This meta-analysis presents some limitations, first of all that in the included studies, OSAS and periodontal health assessment had been conducted using different parameters. Regarding the assessment of OSAS, although all patients underwent polysomnography, there are studies [25,31] where patients are distinguished into OSAS and non-OSAS, but without specifying a reference AHI value. In other studies [28], the sample was divided based on the apnea–hypopnea index (AHI), with AHI <5 considered as non-OSAS and AHI > 5 as OSAS. In study [26], patients are distinguished into non-OSAS (AHI < 5/h), mild moderate OSAS patients (AHI 5–10/h), and severe OSAS (AHI > 10/h). Some studies [32] have classified OSAS as mild (AHI 5–10/h), moderate (AHI 10–15/h), and severe (AHI > 15/h). In other studies [18,19,27,29,31], patients with OSAS are divided into three subgroups: mild (AHI 5–14/h), moderate (AHI 15–29/h), and severe (AHI ≥ 30/h). In study [29], OSAS is defined as a patient with AHI > 15/h of sleep or between AHI 5 and 14/h plus associated symptoms such as sleepiness, fatigue, or insomnia. These classification differences have not allowed a clear definition of the link between the severity of OSA and periodontitis, which could be the subject of future studies. In particular, in light of possible treatment, research should focus on randomized controlled trials to evaluate whether treatment of OSAS would improve periodontal parameters.
Regarding the assessment of periodontitis, the literature lacks uniformity in disease classification. Despite the potential variability of parameters, all studies adhered to the most recent diagnostic criteria for periodontitis, assessing clinical attachment level (CAL) and radiographic bone loss [58], while avoiding reliance on Armitage et al. (1999) classification or probing depth. Most studies did not rely on the current classification criterion for periodontitis [7], but rather utilized the AAP/CDC classification. This classification allows defining a case of periodontitis based on the loss of interdental attachment and probing depth, recognizing four forms of severity: No periodontitis, no evidence of mild, moderate, or severe periodontitis. Mild periodontitis: ≥2 interdental sites with CAL ≥ 3 mm and ≥2 interdental sites with PD ≥ 4 mm (not on the same tooth) or a site with PD ≥ 5 mm. Moderate periodontitis: ≥2 interdental sites with CAL ≥ 4 mm (not on the same tooth) or ≥2 interdental sites with PD ≥ 5 mm (not on the same tooth). Severe periodontitis: ≥2 interdental sites with CAL ≥ 6 mm (not on the same tooth) and ≥1 interdental site with PD ≥ 5 mm. This classification was accepted in our inclusion criteria as it is very similar to the current definition of periodontitis.
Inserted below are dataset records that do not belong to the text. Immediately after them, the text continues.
PR #59, opened 2022-10-01
Refactor examples to use DataIntegrityProof

msporny:
This PR updates the examples to align with the new `DataIntegrityProof` section.

***
<a href="https://pr-preview.s3.amazonaws.com/w3c/vc-data-integrity/pull/59.html" title="Last updated on Oct 9, 2022, 5:17 PM UTC (0bcd83c)">Preview</a> | <a href="https://pr-preview.s3.amazonaws.com/w3c/vc-data-integrity/59/6bcc7f1...0bcd83c.html" title="Last updated on Oct 9, 2022, 5:17 PM UTC (0bcd83c)">Diff</a>

### DIFF
--- a/index.html
+++ b/index.html
@@ -549,7 +549,7 @@ by adding the parameters outlined in this section:
   {
     "@context": [
       {"title": "https://schema.org/title"},
-      "https://w3id.org/security/suites/data-integrity/v1"
+      "https://w3id.org/security/data-integrity/v1"
     ],
     "title": "Hello world!",
     "proof": {
@@ -601,7 +601,7 @@ ibsa-2022, and jws-2022.
 
       <pre class="example" title="A DataIntegrityProof example using a NIST ECDSA 2022 Cryptosuite">
 {
-  "@context": ["https://w3id.org/security/suites/data-integrity/v1"],
+  "@context": ["https://w3id.org/security/data-integrity/v1"],
   "type": "DataIntegrityProof",
   "cryptosuite": "ecdsa-2022",
   "created": "2022-11-29T20:35:38Z",
@@ -656,7 +656,7 @@ with the <code>proof</code> key in a document.
 {
   "@context": [
     {"title": "https://schema.org/title"},
-    "https://w3id.org/security/suites/data-integrity/v1"
+    "https://w3id.org/security/data-integrity/v1"
 ],
   "title": "Hello world!",
   "proof": [{
@@ -697,7 +697,7 @@ represented by associating an ordered list of proofs with the
 {
   "@context": [
     {"title": "https://schema.org/title"},
-    "https://w3id.org/security/suites/data-integrity/v1"
+    "https://w3id.org/security/data-integrity/v1"
 ],
   "title": "Hello world!",
   "proofChain": [{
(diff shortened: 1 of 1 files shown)


index.html
```diff
@@ -519,10 +520,10 @@ <h3>Proofs</h3>
         </pre>
 
         <p>
-The proof example above uses the <code>JcsSignature2020</code>
-<a>proof type</a> to produce a verifiable digital proof by canonicalizing the
-input data using the JSON Canonicalization Scheme [[RFC8785]] and then
-digitally signing it using an Ed25519 elliptic curve signature.
+The proof example above suggests an exemplary <code>json-signature-2022</code>
```
```suggestion
The proof example above suggests an example <code>json-signature-2022</code>
```

TallTed (changes requested):
One word change. "Examplary" suggests "superlative" which I don't think is intended. "Example" does echo the earlier part of the sentence, but I think that's OK.

index.html
```suggestion
The proof example above suggests a fictitious <code>json-signature-2022</code>
```

@TallTed what about "ficticious" instead? It's closer to what I was intending. We're trying to convey that "the thing above doesn't exist, we're only using it as an example that presumptively does X and Y." 

On the other hand, I don't really like starting the spec out with a fictitious example.

As a related aside, one of the concepts that's attempting to be conveyed is "You don't have to use Linked Data to use Data Integrity. Data Integrity works for both plain 'ol JSON as well as JSON-LD (or YAML, CBOR, etc. -- but that's a stretch and we might tackle in a few years if DI is successful) ." ... but perhaps we should really spell that out instead of having people trying to read between the lines.

Thoughts?

msporny: See https://github.com/w3c/vc-data-integrity/pull/59/files#r986298535 for an alternate suggestion.

TallTed: I'm OK with `fictitious`, tho optimally that fiction would carry through all layers, so the fictitious example looks as real as possible, while NOT being real (and having any descriptions that exist for any entities used also indicate that fictitiousness).

This is one of the reasons I fight to use reserved `example` domain names, phone numbers, etc., wherever they're meant to appear functional for the functionality we need while not carrying through to the physical world.

msporny: What if we were to rename `json-signature-2022` to `example-signature-2022`? Would that be better?

TallTed: Much!

index.html
```diff
@@ -595,10 +597,10 @@ <h3>Proofs</h3>
 ibsa-2022, and jws-2022.
       </p>
 
-      <pre class="example" title="A DataIntegritySignature example using a NIST ECDSA 2022 Cryptosuite">
+      <pre class="example" title="A DataIntegrityProof example using a NIST ECDSA 2022 Cryptosuite">
 {
-  "@context": ["https://w3id.org/security/data-integrity/v1"],
-  "type": "DataIntegritySignature",
+  "@context": ["https://w3id.org/security/suites/data-integrity/v1"],
```
dlongley: The context URL: https://w3id.org/security/data-integrity/v1 is actually correct (today, anyway).

dlongley (approved):
Approving assuming Ted's suggestions will go in -- and please note the comment I made. Thanks!

mprorock (approved):
approved, but agree with Ted on example name changes

index.html
msporny: Fixed in f33680902c92e937fe7c629ac7263d011d576e7f.

index.html
msporny: Fixed in 0bcd83ce6237a68d217cd99441ec538d4efda5ca.

msporny:

PR #63, opened 2022-10-16
Remove the unnecessary Create Verify Hash Algorithm.

msporny:
This PR removes the unnecessary Create Verify Hash Algorithm, which was hard coded to presume digital signatures only. The hashing algorithm is now defined by cryptosuites, which greatly simplifies how much bouncing around is done between the algorithms in the Data Integrity specification and the cryptosuite specifications.

All of the text being removed here has been replaced with a single sentence in step 3 of section 4.1 Generate Proof: https://pr-preview.s3.amazonaws.com/w3c/vc-data-integrity/pull/63.html#generate-proof

***
<a href="https://pr-preview.s3.amazonaws.com/w3c/vc-data-integrity/pull/63.html" title="Last updated on Oct 23, 2022, 8:14 PM UTC (33e83ae)">Preview</a> | <a href="https://pr-preview.s3.amazonaws.com/w3c/vc-data-integrity/63/57903ba...33e83ae.html" title="Last updated on Oct 23, 2022, 8:14 PM UTC (33e83ae)">Diff</a>


dlongley:
Hmm, is there a way we can keep this function so it can be reused by cryptosuites? It will be commonly reused and it would be a shame if every cryptosuite had to redefine it or cross link to some other cryptosuite that it would otherwise not depend on.

msporny:
> Hmm, is there a way we can keep this function so it can be reused by cryptosuites? It will be commonly reused and it would be a shame if every cryptosuite had to redefine it or cross link to some other cryptosuite that it would otherwise not depend on.

Every cryptosuite is going to have to define the cryptosuite-specific `generate proof algorithm`, `generate hash algorithm` , and `verify proof algorithm` anyway. Not all of them can share the `append the proof hash` algorithm, though I do agree that it /might/ be useful to define it in the Data Integrity spec. For other things, like for how BBS prepares its `hashData`, we are probably not going to allow the same algorithm used to hash the document to be used to hash the proof graph, right? 

What parts of the algorithm do you think are going to be common to most cryptosuites?

If I had to guess, it would be the part of the algorithm that transform + hashes the proof graph? I was going to try specifying that in the `eddsa-2022` spec and then see if I might be able to generalize that between that, ecdsa-2022 and bbs-2023... though, I guess I could try to guess and write that now in this PR? Is that what you're asking me to do?

index.html
```diff
@@ -1642,9 +1642,10 @@ <h3>Generate Proof</h3>
 as inputs to the algorithm.
         </li>
           <li>
-Let <var>hashData</var> be the result of running the
-<a href="#create-verify-hash-algorithm">Create Verify Hash Algorithm</a> with
-the <var>transformedDocument</var> and <var>options</var> parameters provided
+Let <var>hashData</var> be the result of
+<a href="#dfn-hashing">hashing</a> <var>transformedDocument</var>
```
```suggestion
<a href="#dfn-hashing">hashing</a> the <var>transformedDocument</var>
```

index.html
```diff
@@ -1677,13 +1678,13 @@ <h3>Generate Proof</h3>
...
-While the output of the
-<a href="#create-verify-hash-algorithm">Create Verify Hash Algorithm</a>
-can be a single value, implementers are advised that particular cryptographic
-suites might define `hashData` to be a comprised of multiple values that might
-be processed independently in the proof generation algorithm. For example, this
-approach is known to be taken in certain cryptographic suites that allow
-selective disclosure or unlinkability via the digital proof.
+While the output of the <a href="#dfn-hashing-algorithm">hashing algorithm</a>
+can be a single value, such as a 32 byte SHA2-256 value, implementers are
+advised that particular cryptographic suites might define `hashData` to be a
```
```suggestion
advised that some cryptographic suite(s) might define `hashData` to be
```

TallTed (changes requested):
A couple of words...

OR13 (approved):

TallTed (approved):

dlongley (approved):
Thanks! We don't need to hold this up based on the concern I raised, we'll figure out the right way to deal with it as we move forward.

mprorock (approved):

sbutterfield (approved):

iherman:
The issue was discussed in a [meeting](https://www.w3.org/2017/vc/WG/Meetings/Minutes/2022-10-19-vcwg#section2-2) on 2022-10-19

- no resolutions were taken

#### 2.2. Remove the unnecessary Create Verify Hash Algorithm. (pr vc-data-integrity#63)

_See github pull request [vc-data-integrity#63](https://github.com/w3c/vc-data-integrity/pull/63)._




**Manu Sporny:** still trying to figure out what the text might be for this.  
… we will remove the current wrong language.  
… key thing is that the way verify hash is created in BBS will be different to all other crypto suites.  
… its hard to predict what will happen with BBS so getting the language right now will be difficult.  

**Markus Sabadello:** might fit into RCH working group.  

**Manu Sporny:** we will remove the wrong text now. Worst case is that every crypto algorithm might have to use same text.  

</details>

msporny:
@dlongley wrote:
> is there a way we can keep this function so it can be reused by cryptosuites

I added an issue marker in 33e83ae2f639e64a1a7d1301ffaed6b9fac5a90a to track that we might define this later based on how cryptographic suite specification authoring goes.

msporny:

PR #64, opened 2022-10-17
Update algorithm for Verify Proof

msporny:
This PR updates the algorithm used to verify proofs to align with the language used to generate proofs (now merged into `main`).

At present, both the proof generation and proof verification algorithms presume only a single proof. The algorithms will need to be updated to support proof sets and proof chains in a future PR.

***
<a href="https://pr-preview.s3.amazonaws.com/w3c/vc-data-integrity/pull/64.html" title="Last updated on Oct 23, 2022, 8:50 PM UTC (520a357)">Preview</a> | <a href="https://pr-preview.s3.amazonaws.com/w3c/vc-data-integrity/64/47774a7...520a357.html" title="Last updated on Oct 23, 2022, 8:50 PM UTC (520a357)">Diff</a>

### DIFF
--- a/index.html
+++ b/index.html
@@ -1742,21 +1742,24 @@ the `proof` value removed.
 Let <var>transformedDocument</var> be the result of
 <a href="#dfn-transformation">transforming</a> the <var>unsecuredDocument</var>
 according to a <a>transformation algorithm</a> associated with the
-<var>cryptosuite</var> specified in <var>proof</var> and the <var>options</var>
-parameters provided as inputs to the algorithm.
+<a>cryptographic suite</a> specified in <var>proof</var> and the
+<var>options</var> parameters provided as inputs to the algorithm.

Today, indeed, a case of periodontitis is defined when there is loss of interdental attachment in at least two non-adjacent sites or vestibular/lingual attachment loss equal to 3 mm with a probing depth less than 4 mm, always in at least two non-adjacent sites to exclude local factors (fractures, cervical caries, incongruous restorations). The only study that does not explicitly refer to CAL was [25]; the periodontal parameters in that case are probing depth (PD) and radiographic bone loss (ABL), and the study was included because, in accordance with [58], to define a case of periodontitis it is sufficient to observe bone loss on radiography, even with orthopantomographic examination. Although the included studies did not use the same evaluation parameters, representing a limitation to our study, all studies that carried out polysomnography and periodontal evaluation in accordance with the most recent provisions of the American Academy of Periodontology (AAP) and the European Federation of Periodontology (EFP) were included.

5. Conclusions

From the results obtained in the present meta-analysis, it is possible to state that there is a relationship between OSAS and periodontitis (OR = 2.4620, 95%-CI: 1.7345–3.4946 p ≤ 0.0001); however, it could neither be concluded whether there is a relationship between the severity of OSAS and periodontitis, nor whether there is a relationship between the apnea–hypopnea index (AHI) and periodontal indices. Further studies are needed to explain the mechanisms through which these two diseases are related; we suggest investigating changes in the oral microbiome in OSAS patients. Research should evaluate whether treatment can improve periodontal health in order to optimize diagnostic and therapeutic approaches. OSAS patients should have their periodontal health status closely monitored to early-intercept any state of distress of the tooth’s supporting tissues. Additionally, it is essential for these patients to control risk factors and adopt a healthy lifestyle to minimize possible complications, including periodontal disease.

Supplementary Materials

The following supporting information can be downloaded at: https://www.mdpi.com/article/10.3390/dj12080236/s1, Figure S1. Funnel plot for the association between OSA and Periodontitis; Table S1. Quality assessment of included cross-sectional studies (Joanna Briggs Institute; JBI); Table S2. Quality assessment of included case-control studies (Newcastle–Ottawa scale; NOS).

Author Contributions

Conceptualization, I.R. and M.P.; methodology, I.R., M.P. and A.M.B.; formal analysis, I.R.; data curation, I.R. and A.M.B.; writing—original draft preparation, I.R., M.P. and A.M.B.; writing—review and editing, M.P., R.N. and A.M.; supervision, R.N., A.M. and M.P. All authors have read and agreed to the published version of the manuscript.

Funding

This research received no external funding.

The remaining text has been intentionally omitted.